◆ **Exercise brief**: Where a line in the records below contains the string "testing", tally it; give only the final number.

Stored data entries

Issue #1764, opened 2020-12-09
Bring back the 'cluster started' banner/summary


gbraad:
Looking at: https://gitlab.com/redhatdemocentral/ocp-install-demo/-/blob/main/init.sh#L231-255 I noticed this is the same output Minishift returned, and to be honest this is a lot clearer. We should bring this back

```
echo
echo "======================================================"
echo "=                                                    ="
echo "=  Install complete, get ready to rock.              ="
echo "=                                                    ="
echo "=  The server is accessible via web console at:      ="
echo "=                                                    ="
echo "= ${OCP_CONSOLE} ="
echo "=                                                    ="
echo "=  Log in as admin: kubeadmin                        ="
echo "=         password: ${KUBE_PASS}          ="
echo "=                                                    ="
echo "=  Log in as dev: developer                          ="
echo "=       password: developer                          ="
echo "=                                                    ="
echo "=  Now get your Red Hat Demo Central example         ="
echo "=  projects here:                                    ="
echo "=                                                    ="
echo "=     https://github.com/redhatdemocentral           ="
echo "=                                                    ="
echo "=  To stop, restart, or delete your OCP cluster:     ="
echo "=                                                    ="
echo "=     $ crc {stop | start | delete}                  ="
echo "=                                                    ="
echo "======================================================"
```

/cc: @eschabell

PR #1975, opened 2021-02-10
Change the cluster started summary

guillaumerose:
**Fixes:** Issue #1764

* Directly add the link to the webconsole. No more indirection with crc
console.
* Better display credentials
* Include a small how-to for the oc command line

```
$ crc start

Log in as administrator:
  Username: kubeadmin
  Password: APBEh-jjrVy-hLQZX-VI9Kg

Log in as user:
  Username: developer
  Password: developer

  $ eval $(crc oc-env)
  $ oc login https://api.crc.testing:6443
```

### DIFF
--- a/cmd/crc/cmd/start.go
+++ b/cmd/crc/cmd/start.go
@@ -6,7 +6,9 @@ import (
 	"fmt"
 	"io"
 	"os"
+	"runtime"
 	"strings"
+	"text/template"
 
 	cmdConfig "github.com/code-ready/crc/cmd/crc/cmd/config"
 	"github.com/code-ready/crc/pkg/crc/cluster"
@@ -18,6 +20,7 @@ import (
 	"github.com/code-ready/crc/pkg/crc/telemetry"
 	"github.com/code-ready/crc/pkg/crc/validation"
 	crcversion "github.com/code-ready/crc/pkg/crc/version"
+	"github.com/code-ready/crc/pkg/os/shell"
 	"github.com/spf13/cobra"
 	"github.com/spf13/pflag"
 )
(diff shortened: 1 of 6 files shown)


cmd/crc/cmd/start.go
```diff
@@ -199,3 +195,44 @@ func checkIfNewVersionAvailable(noUpdateCheck bool) {
...
+
+Log in as administrator:
+  Username: {{ .ClusterConfig.AdminCredentials.Username }}
+  Password: {{ .ClusterConfig.AdminCredentials.Password }}
+
+Log in as user:
+  Username: {{ .ClusterConfig.DeveloperCredentials.Username }}
+  Password: {{ .ClusterConfig.DeveloperCredentials.Password }}
+
+Use directly the 'oc' command line:
```
robin-owen, line 212: This is worded incorrectly. My preference would be "Use the `oc` command line interface".

gbraad:
> Use directly the 'oc' command line:

This does not sound correctly.

`To use the 'oc' CLI tool:` ?

cmd/crc/cmd/start.go
guillaumerose: done thx

cmd/crc/cmd/start.go
```diff
@@ -203,3 +200,54 @@ func checkIfNewVersionAvailable(noUpdateCheck bool) {
...
+	}
+	return "$"
+}
+
+func shellForTemplate() string {
+	if runtime.GOOS == "windows" {
+		return "powershell"
+	}
+	return ""
+}
```
cfergeau, line 253: Wouldn't these 2 helpers be a better fit in the `shell` package? I though on Windows you could either use `powershell` or `cmd.exe`? Why `shellForTemplate()` when there is `shell.GetShell("")`?

guillaumerose: If the user launches it with cmd, the start output is really ugly: 
`@FOR /f "tokens=*" %%i IN ('crc oc-env') DO @call %%i`

I prefer to encourage the user to use PowerShell.

cfergeau: > I prefer to encourage the user to use PowerShell.

But this is not what this PR is about, and the current PR output won't work if I ran crc from cmd.exe and c&p it

cfergeau (approved):

Issue #1914, opened 2021-02-01
[refactoring] crc daemon should use http for its API, not a custom protocol


guillaumerose:
crc daemon API is using a custom protocol. It makes it "hard" to debug and use. It would be really useful to be able to use it with curl for instance.

To ease the transition with the tray, we could support both protocols and then only keep http.

Linked to https://github.com/code-ready/tray-macos/issues/53

guillaumerose:
This should prevent this kind of change: https://github.com/code-ready/tray-windows/pull/21/files#diff-7cc7f97725df2bd69b61f14bfb2b714e9d6d577e9726359b92a83c22799f2d7dR164

guillaumerose:
Only Windows side is remaining. 

See https://github.com/code-ready/tray-windows/issues/57 and https://github.com/code-ready/tray-windows/issues/84

PR #1978, opened 2021-02-11
Use HTTP to serve the daemon api

anjannath:
**Fixes:** #1914 

Needs #1993

### DIFF
--- a/pkg/crc/api/api_http.go
+++ b/pkg/crc/api/api_http.go
@@ -1,0 +1,150 @@
+package api
+
+import (
+	"fmt"
+	"io"
+	"io/ioutil"
+	"net/http"
+	"strings"
+
+	crcConfig "github.com/code-ready/crc/pkg/crc/config"
+	"github.com/code-ready/crc/pkg/crc/logging"
+	"github.com/code-ready/crc/pkg/crc/machine"
+)
+
+func NewMux(config crcConfig.Storage, machine machine.Client) http.Handler {
+	handler := NewHandler(config, machine)
+
+	mux := http.NewServeMux()
+	mux.HandleFunc("/start", func(w http.ResponseWriter, r *http.Request) {
+		var startResult string
+		data, err := verifyRequestAndReadBody(w, r, http.MethodGet, http.MethodPost)
+		if err != nil {
+			return
+		}
+		if len(data) > 0 {
+			startResult = handler.Start(data)
+		} else {
+			startResult = handler.Start(nil)
+		}
+		sendResponse(w, startResult)
+	})
+
+	mux.HandleFunc("/stop", func(w http.ResponseWriter, r *http.Request) {
+		if wrongHTTPMethodUsed(r, w, http.MethodGet) {
+			return
+		}
+		stopResult := handler.Stop()
+		sendResponse(w, stopResult)
+	})
+
+	mux.HandleFunc("/status", func(w http.ResponseWriter, r *http.Request) {
+		if wrongHTTPMethodUsed(r, w, http.MethodGet) {
+			return
+		}
+		status := handler.Status()
+		sendResponse(w, status)
+	})
+
+	mux.HandleFunc("/delete", func(w http.ResponseWriter, r *http.Request) {
+		if wrongHTTPMethodUsed(r, w, http.MethodGet) {
+			return
+		}
+		deleteResult := handler.Delete()
+		sendResponse(w, deleteResult)
+	})
+
+	mux.HandleFunc("/version", func(w http.ResponseWriter, r *http.Request) {
+		if wrongHTTPMethodUsed(r, w, http.MethodGet) {
+			return
+		}
+		versionResult := handler.GetVersion()
+		sendResponse(w, versionResult)
+	})
+
+	mux.HandleFunc("/webconsoleurl", func(w http.ResponseWriter, r *http.Request) {
+		if wrongHTTPMethodUsed(r, w, http.MethodGet) {
+			return
+		}
+		webconsoleInfo := handler.GetWebconsoleInfo()
+		sendResponse(w, webconsoleInfo)
+	})
+
+	mux.Handle("/config/", http.StripPrefix("/config", newConfigMux(handler)))
+
+	return mux
+}
+
+func newConfigMux(handler *Handler) http.Handler {
+	mux := http.NewServeMux()
+
+	mux.HandleFunc("/get", func(w http.ResponseWriter, r *http.Request) {
+		var configGetResult string
+		data, err := verifyRequestAndReadBody(w, r, http.MethodGet, http.MethodPost)
+		if err != nil {
+			return
+		}
+		if len(data) > 0 {
+			configGetResult = handler.GetConfig(data)
+		} else {
+			configGetResult = handler.GetConfig(nil)
+		}
+		sendResponse(w, configGetResult)
+	})
+
+	mux.HandleFunc("/set", func(w http.ResponseWriter, r *http.Request) {
+		handleConfigSetUnset(w, r, func(data []byte) string { return handler.SetConfig(data) })
+	})
+
+	mux.HandleFunc("/unset", func(w http.ResponseWriter, r *http.Request) {
+		handleConfigSetUnset(w, r, func(data []byte) string { return handler.UnsetConfig(data) })
+	})
+
+	return mux
+}
+
+func wrongHTTPMethodUsed(r *http.Request, w http.ResponseWriter, allowedMethods ...string) bool {
+	for _, method := range allowedMethods {
+		if r.Method == method {
+			return false
+		}
+	}
+	logging.Debugf("Wrong method: %s used for request to: %s", r.Method, r.RequestURI)
+	http.Error(w, fmt.Sprintf("Only %s is allowed.", strings.Join(allowedMethods, ",")), http.StatusMethodNotAllowed)
+	return true
+}
+
+func sendResponse(w http.ResponseWriter, response string) {
+	w.Header().Set("Content-Type", "application/json")
+	if _, err := io.WriteString(w, response); err != nil {
+		logging.Error("Failed to send response: ", err)
+	}
+}
+
+func handleConfigSetUnset(w http.ResponseWriter, r *http.Request, fn func([]byte) string) {
+	data, err := verifyRequestAndReadBody(w, r, http.MethodPost)
+	if err != nil {
+		return
+	}
+	if len(data) < 1 {
+		http.Error(w, "Not enough arguments for /config/(un)set", http.StatusBadRequest)
+		return
+	}
+
+	result := fn(data)
+	sendResponse(w, result)
+}
+
+func verifyRequestAndReadBody(w http.ResponseWriter, r *http.Request, method ...string) ([]byte, error) {
+	if wrongHTTPMethodUsed(r, w, method...) {
+		return nil, fmt.Errorf("Wrong HTTP method used")
+	}
+
+	data, err := ioutil.ReadAll(r.Body)
+	if err != nil {
+		logging.Debugf("Unable to read request body for URI: %s", r.RequestURI)
+		http.Error(w, "Unable to read request body", http.StatusInternalServerError)
+		return nil, err
+	}
+	return data, nil
+}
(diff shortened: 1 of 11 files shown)


pkg/crc/api/api_http.go
```diff
@@ -0,0 +1,156 @@
...
+		if err != nil {
+			logging.Debugf("Unable to read request body for URI: %s", r.RequestURI)
+			http.Error(w, "Unable to read request body", http.StatusInternalServerError)
+			return
+		}
+		if len(data) < 1 {
+			http.Error(w, "Not enough arguments for /config/set", http.StatusBadRequest)
+			return
+		}
+		configSetResult := handler.SetConfig(data)
```
cfergeau, line 115: Fwiw, that's a lot of copy&pasted code when the only difference between each block of code is this line.

cfergeau (commented):
`Inform if a start, stop or delete operation is in progress` serializes some of the http handlers, but not others. Not clear if this means these other handlers are concurrency-safe, or if they were missed. This commit is imo a good opportunity to clarify that, and either add a mutex/semaphore to the handler, or a comment to document that it's safe to run this handler concurrently with itself/with other handers.

pkg/crc/api/handlers.go
```diff
@@ -15,9 +17,12 @@ import (
 	"github.com/code-ready/crc/pkg/crc/version"
 )
 
+const startStopOrDeleteInProgressMessage = "Another Start, Stop or Delete Operation is in progress. Please try again later."
```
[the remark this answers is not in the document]
anjannath: Yes, we should associate all the errors with some http status codes,  but this will be done in a follow up PR

pkg/crc/api/handlers.go
```diff
@@ -26,6 +31,7 @@ func NewHandler(config crcConfig.Storage, machine machine.Client) *Handler {
 			Underlying: machine,
 		},
 		Config: config,
+		lock:   semaphore.NewWeighted(int64(1)),
```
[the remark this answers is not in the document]
anjannath: No, functionally a mutex would be enough, but i wanted the `TryAcquire() bool` method to check if the lock can be attained, which is not there in `Mutex`

pkg/crc/api/api_http.go
anjannath: Changed, not ideal but reduced the duplicating lines a bit.

pkg/crc/api/handlers.go
```diff
@@ -35,11 +41,19 @@ func (h *Handler) Status() string {
...
+		return encodeStructToJSON(commandResult)
+	}
+	return startStopOrDeleteInProgressMessage
 }
 
 func (h *Handler) Start(args json.RawMessage) string {
+	if !h.lock.TryAcquire(int64(1)) {
+		return startStopOrDeleteInProgressMessage
+	}
+	defer h.lock.Release(int64(1))
```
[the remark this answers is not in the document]
anjannath: Done

pkg/crc/api/api_http.go
```diff
@@ -0,0 +1,167 @@
...
+
+	var result string
+
+	switch configCmd {
+	case set:
+		result = handler.SetConfig(data)
+	case unset:
+		result = handler.UnsetConfig(data)
+	default:
+		logging.Debugf("Unknown config command: %s", configCmd)
```
anjannath, line 149: Should this be `logging.Panic` instead?

cfergeau (commented):
` Restrict the API available via vsock to only the connect path` could be `... to the /connect endpoint` maybe?

What I'm having troubles understanding though is the `/network` change, this replaces an API which was accessed through a separate socket with an API which is accessible through a new http endpoint?

pkg/crc/api/handlers.go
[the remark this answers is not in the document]
cfergeau: ok!

pkg/crc/api/handlers.go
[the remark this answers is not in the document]
cfergeau: Ah right, no `TryLock()`, apparently this is on purpose. Seems like the go way of handling this would be to use `select`+go channel+ another go routine

pkg/crc/api/api_http.go
```diff
@@ -0,0 +1,167 @@
...
+	"io/ioutil"
+	"net/http"
+	"strings"
+
+	crcConfig "github.com/code-ready/crc/pkg/crc/config"
+	"github.com/code-ready/crc/pkg/crc/logging"
+	"github.com/code-ready/crc/pkg/crc/machine"
+)
+
+var handler *Handler
```
cfergeau, line 15: Better if we can avoid this.

pkg/crc/api/api_http.go
cfergeau: You can avoid this issue if you pass a function to your method instead of `configCmd string`:
```
func handleConfigSetUnset(w http.ResponseWriter, r *http.Request, func([]byte) string)
```
and 
```
var set = func (data []byte) string {
    return handler.SetConfig(data)
}
```
(you need to define this `set` function in `newConfigMux` so that it can capture/use the `handler` local variable)

pkg/crc/api/handlers.go
```diff
@@ -26,20 +31,37 @@ func NewHandler(config crcConfig.Storage, machine machine.Client) *Handler {
...
+		lock:   semaphore.NewWeighted(int64(1)),
 	}
 }
 
+/*
+* Start, Stop and Delete  handlers are serialized with a semaphore
+* since they modify VM state  they should not be ran  concurrently
+* The other handlers viz. Status, GetVersion, GetConfig, SetConfig
+* UnsetConfig and GetWebconsoleInfo are thread safe and can be ran
+* concurrently
```
cfergeau, line 43: `viz.`? dunno if it's intentional/not sure what it means?

cfergeau: This statement seems strongly biased by the needs of the trays ;) If Start/Stop/Delete modify VM state, why are we allowing `Status` to run concurrently with them, as the `Status` we return is most likely going to be outdated very soon?
Running `SetConfig`/`UnsetConfig` concurrently can also be misleading, since we return the list of the keys which were successfully set/unset. `GetConfig/SetConfig/UnsetConfig` are only thread safe as long as no other thread calls `AddSetting` while they are running.

anjannath: `Status` can also be `Starting` or `Stopping` so if the status is queried when a `Start` `Stop` or `Delete` is happening concurrently it'll actually show the correct status (as long as it can fetch the status) even if it gets outdated its the status at that point of time.

> GetConfig/SetConfig/UnsetConfig are only concurrency safe as long as no other goroutine calls AddSetting while they are running.

yeah, but none of the API handlers will be calling it, we'll always be using the config object created in root.go

anjannath: > viz.? dunno if it's intentional/not sure what it means?

Its supposed to mean "namely" i used 'viz.' to keep the line of the same length as the one above it :)

cfergeau: ah, very first time I see this. It's supposed to be surrounded by commas, so the line lengths won't match ;)

cfergeau: >>    GetConfig/SetConfig/UnsetConfig are only concurrency safe as long as no other goroutine calls AddSetting while they are running.

> yeah, but none of the API handlers will be calling it, we'll always be using the config object created in root.go

This statement is missing a very important word, this word is "today". The code is currently written this way, and it's why it's indeed not an issue. But we now have an undocumented/unenforced requirement that no `crc` code should be calling `AddSetting` after the daemon listeners  have been started. If we forget about this, we'll start having random crashes or bugs when using the daemon.

gbraad: > If Start/Stop/Delete modify VM state, why are we allowing Status to run concurrently with them, as the Status we return is most likely going to be outdated very soon?

A status will ALWAYS reflect a moment in time, from the time it was requested. Otherwise we need to implement a streaming model... with all the complexity involved. This sounds like improvements.

pkg/crc/api/api_http.go
```diff
@@ -0,0 +1,158 @@
...
+
+	mux := http.NewServeMux()
+	mux.HandleFunc("/start", func(w http.ResponseWriter, r *http.Request) {
+		var startResult string
+		data, err := verifyRequestAndReadBody(w, r, http.MethodGet, http.MethodPost)
+		if err != nil {
+			return
+		}
+		if len(data) > 0 {
+			startResult = handler.Start(data)
```
guillaumerose, line 26: It would be better to use http error code here instead of our custom structs. But we can start with this!

pkg/crc/api/api_http.go
```diff
@@ -0,0 +1,158 @@
...
+
+	mux.Handle("/config/", http.StripPrefix("/config", newConfigMux(handler)))
+
+	return mux
+}
+
+func newConfigMux(handler *Handler) http.Handler {
+	mux := http.NewServeMux()
+
+	set := func(data []byte) string {
```
guillaumerose, line 81: inline this function?

pkg/crc/api/api_http_test.go
```diff
@@ -0,0 +1,71 @@
...
+)
+
+func TestHTTPApi(t *testing.T) {
+	machine := fakemachine.NewClient()
+	config := setupNewInMemoryConfig()
+
+	ts := httptest.NewServer(NewMux(config, machine))
+
+	client := http.DefaultClient
+	res, err := client.Get(fmt.Sprintf("%s%s", ts.URL, "/version"))
```
guillaumerose, line 25: Extract this client to a real pkg that we will support like pkg/api/client

pkg/crc/api/api_http.go
anjannath: You mean the the `set` and `unset` functions? they are used in the `handleConfigSetUnset` function and if inline it in that function, then we cannot differentiate which method to call based on whether the request came to the `/set` endpoint or `/unset` endpoints. Or did i completely misunderstood this 😛?

pkg/crc/api/api_http.go
```diff
@@ -0,0 +1,158 @@
...
+		if r.Method == method {
+			return false
+		}
+	}
+	logging.Debugf("Wrong method: %s used for request to: %s", r.Method, r.RequestURI)
+	http.Error(w, fmt.Sprintf("Only %s is allowed.", strings.Join(allowedMethods, ",")), http.StatusMethodNotAllowed)
+	return true
+}
+
+func sendResponse(w http.ResponseWriter, response string) {
```
gbraad, line 125: what is the status code?

pkg/crc/api/api_http.go
gbraad: any status code, as even 200 is missing?

pkg/crc/api/api_http.go
anjannath: This 200 by default for now, if we don't explicitly set the status code, its automatically `200 OK`

pkg/crc/api/api_http.go
cfergeau: I think the suggestion is, rather than
```
	unset := func(data []byte) string {
		return handler.UnsetConfig(data)
	}
	mux.HandleFunc("/unset", func(w http.ResponseWriter, r *http.Request) {
		handleConfigSetUnset(w, r, unset)
	})
```
use
```
	mux.HandleFunc("/unset", func(w http.ResponseWriter, r *http.Request) {
		handleConfigSetUnset(w, r, func(data []byte) string { return handler.UnsetConfig(data) } )
	})
```

anjannath: Ahh, Got it, Thanks

pkg/crc/api/handlers.go
anjannath: Dropped the serialization commit as PR #2101 addresses this

pkg/crc/api/api_http.go
anjannath: Done!

pkg/crc/api/api_http_test.go
anjannath: Done, PTAL again :)

pkg/crc/api/api_http.go
anjannath: I wanted to do this as a follow up PR, fear not to break the old api with changing the handlers

guillaumerose:
Thanks! 

/lgtm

◆ **Response to this exercise**: 2